Груманланы - страница 46
Пользовали лодьи (как мне думается) чаще всего для большой торговли, люди фартовые с купецким размахом, по разведанным путям возле «матеры», когда прибрежные воды освобождались ото льдов… не любящие идти в прогар, зря тратиться, с большим почтением к прибытку и серебряному рублю.
А кочи шились вересовым пареным вичьем, притягивали нашвы (бортовые тесины) к шпангоутам (кокорам) деревянными гвоздями, и якорь в сотню пуд был из елового выворотня с привязанной в развилку «булыгой», и парус-то ровдужный из шкуры оленя (за эту отсталость в судостроении и хулил Ломоносов своих земляков: правда, вскоре повинился за несправедливую критику). Вроде бы самоделка мужичья на скорую руку, чтобы пережить трудную минуту, но куда без коча в арктических морях? Пробовали британы-похвалебщики обойтись, да скоро утратили гонор. Красавцы клиперы тонули еще на подходе к Вайгачу и Шараповым Кошкам, в железных воротах в устье Мезени, Печоры, Оби. Вроде бы вот он: Ямал, Обская губа, златокипящая Мангазея, Обь, куда разом шли флотилии из сотен поморских кочей и морских карбасов.
…Вот и кусай локти, шишига окаянная, «немтыря» поганый, видя, как мимо проплывают русские суда в сказочную златокипящую Мангазею. Вот оно, богатство-то, «протекает меж пальцей, а не ухватишь»… Где-то тут, на полуострове Ямал, прячется, по рассказам бывалых, заколдованная золотая старуха с ребенком, а попробуй, поймай за подол…
8
С сорок третьего года на пять лет растянулась тяжелая ледовая обстановка, сорок судов взял к себе океан, погибло более восьмисот мореходцев. Но общей беды поморье не представляло, ибо неоткуда было черпать вестей, потому и не было общего поминального списка утопших, отпеваний и поминок. И кормщик Макалёв, шибко не задерживаясь, вел судно в запад, пока стоял спутний ветер, с надеждою найти становище не позднее первого сентября, на Семена Летопроводца. У Малых Бурунов еще не ко времени, но уже торосился лед, обнимал скалистый угрюмый берег, вползал в становище, промысловую мезенскую «усадебку». И если кто зверовал тут в лето, то иль давно подался в домы, или нынче не приходили вовсе. По той пустынности океана, когда редко вдали вспыхивал парусок одиночного судна, было понятно, что искать Иньковых бесполезно, уже давно почивают они на дне морском, на долгий отдых повалились…

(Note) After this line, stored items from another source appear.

PR #136, opened 2026-01-30
feat: add support for SG_L1_S2 / CE_RED certified routers (SHA256 + OAEP)

mattmanning:
## Summary

Adds support for TP-Link routers with **SG CLS L1 STAGE2** or **EU CE RED** certification (e.g., Archer BE3600 and other Wi-Fi 7 models). These routers use an enhanced encryption scheme that differs from the standard MD5 + PKCS1_v1_5 approach.

## Problem

After firmware updates, routers with these certifications fail to authorize with:
```
TplinkRouter - Cannot authorize! Error - Expecting value: line 1 column 1 (char 0); Response -
```

This is because the router returns HTTP 403 when the standard encryption scheme is used.

Fixes https://github.com/AlexandrErohin/home-assistant-tplink-router/issues/220

## Root Cause

Routers with SG_L1_S2 / CE_RED certifications use a different encryption scheme, determined by the `certification` field in `/device_config?form=config`:

| Feature | Standard | SG_L1_S2 / CE_RED |
|---------|----------|-------------------|
| Auth hash | MD5(`username` + `password`) | **SHA256**(`username` + `password`) |
| Login signature RSA | PKCS1 v1.5 | **PKCS1-OAEP** |
| Request signature | RSA-encrypted chunks | **HMAC-SHA256** chunks |
| Hash per request | Static | **SHA256(encrypted_data)** |

## Changes

- New `tplinkrouterc6u/client/sg.py` — `TplinkRouterSG` client class
- Auto-detects SG/CE_RED routers via certification check
- Added to provider client list (before `TplinkRouterV1_11`)
- Exported from `__init__.py`
- Auth hash uses `self.username` (not hardcoded `'admin'`)
- Removed redundant `import hashlib`; use already-imported `sha256` in HMAC call
- Removed dead-code `_prepare_data`/`_decrypt_response` overrides
- New `test/test_client_sg.py` with 27 tests (auth flow, certification detection, HMAC signatures, inherited behavior)

## Test plan

- [x] `pytest test/test_client_sg.py -v` — all 27 tests pass
- [x] `pytest test/ -v` — full suite of 185 tests pass
- [x] `flake8 tplinkrouterc6u/client/sg.py test/test_client_sg.py` — clean

## Tested Against

```
Hardware: Archer BE3600 v1.0
Firmware: 1.2.1 Build 20250804 rel.79639(5553)
Certifications: US FCC, SG CLS L1 STAGE2
```

Output:
```
Client type: TplinkRouterSG
Router: Archer BE3600 Archer BE3600 v1.0
Firmware: 1.2.1 Build 20250804 rel.79639(5553)
Clients: 36 (6 wired, 30 wifi)
```

### DIFF
--- a/tplinkrouterc6u/client/sg.py
+++ b/tplinkrouterc6u/client/sg.py
@@ -66,8 +66,6 @@ class TplinkRouterSG(TplinkBaseRouter):
             if not self._check_sg_certification():
                 return False
             self._request_pwd_keys()
-            self.authorize()
-            self.logout()
             return True
         except Exception:
             return False


mattmanning:
Tested all three detection methods on my BE3600 — `ui-type=svr`, keys fallback, and certification check all succeed. These are the same router type.

| Detection method | BE3600 result |
|---|---|
| `ui-type=svr` meta tag (#137) | ✅ |
| Keys fallback: mode=router, username='', key≥512 (#137) | ✅ |
| SG certification (#136) | ✅ |

Happy to close this in favor of #137. @hepter can also incorporate the test coverage from this PR if they'd like, or I can rework this PR to adopt #137's detection and retry logic. Please let me know how I can help. Cheers and thanks for this project.

hepter:
Thanks for testing all three detection paths 🙌 @mattmanning 
I agree #136 is the cleaner and more targeted base to continue from.

Just a heads‑up from my BE230: /login?form=keys returns username="", while HA passes username=admin by default. So even if detection is correct, there’s a chance the hash could be computed with admin and fail on some BE devices expecting an empty username. I’m mentioning this only as a possible edge case to keep in mind.

Thanks again for the work and tests.
I verified your approach on BE230 and it matches my router.

PR #138, opened 2026-02-01
Add extra per-client metrics from smart_network

hepter:
## Summary
  - Add per-client tx/rx rate, online time and traffic usage from smart_network `loadDevice`.
  - Merge by MAC and keep existing data when the endpoint is missing.
  - Expose these values on the Device dataclass for downstream consumers.
  - Added tests: `test_get_status_with_game_accelerator_fallback_values`, `test_get_status_with_game_accelerator_alt_keys`.

  ## Tested
  - Archer BE230 v1.0
    - Firmware Version: 1.2.5 Build 20260108 rel.68570(4555)

  ## Tests
  - `pytest test -v` - all 164 tests pass
  - `flake8` - clean

### DIFF
--- a/README.md
+++ b/README.md
@@ -169,6 +169,10 @@ or you have TP-link C5400X or similar router you need to get web encrypted passw
 | packets_received | total packets received | int, None |
 | down_speed | download speed | int, None |
 | up_speed | upload speed | int, None |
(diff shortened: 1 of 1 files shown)


hepter:
Thanks for the review. I’ve added tests to cover the new smart_network metrics.

PR #155, opened 2026-04-26
xdr: support new firmware MD5 nonce login (TL-7DR7270 1.0.18+)

xyb:
## Summary

- Newer TP-Link XDR/7DR firmware (e.g. TL-7DR7270 1.0.18+) rejects the legacy `orgAuthPwd` (XOR `_security_encode`) login. The new flow probes `user_management.get_encrypt_info` for a server nonce + supported `encrypt_type` list, then logs in with `MD5(password + ":" + nonce).hex()` and `encrypt_type: "3"`.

Из казенки вышел на палубу сказитель Старин Проня из нижи, прозрачная борода в пояс, голубые глаза от долгого похода призатухли (под пятьдесят лет. – В.Л.) старик в оленной шапке-ижемке с длинными ушами и в малице. Встал подле корщика, вгляделся из-под руки на мрачные утесы Бурунов, в прогал меж скал виден был травянистый зеленый наволочек, стекающий ручейком к океану. Проня не раз становал на этом острову, знал, что промысловое зимовье версты за две от становища, но обычно тут стояли у поморян вешала, где сушились рыбацкие сети, бегали лайки, ретиво отшивая ошкуя, лаем давали знать в зимовьюшку, что явился хозяин. Нередко на этом наволоке, когда позволяла погода, затеивали костерок, готовили ушное, прежде чем идти на промысел. Чуть правее была не то лайда, не то крохотная виска, обсаженная гранитной оградою, в эту природную гавань и заводили коч, заносили высоко в гору якоря. А нынче было непривычно тихо, не спешили мужики с погрузкою, готовя коч к отправке домой, нежилым веяло как-то на оленном острове, словно бы окончательно передали власть костлявой Старухе-Цинге, дочери царя Ирода.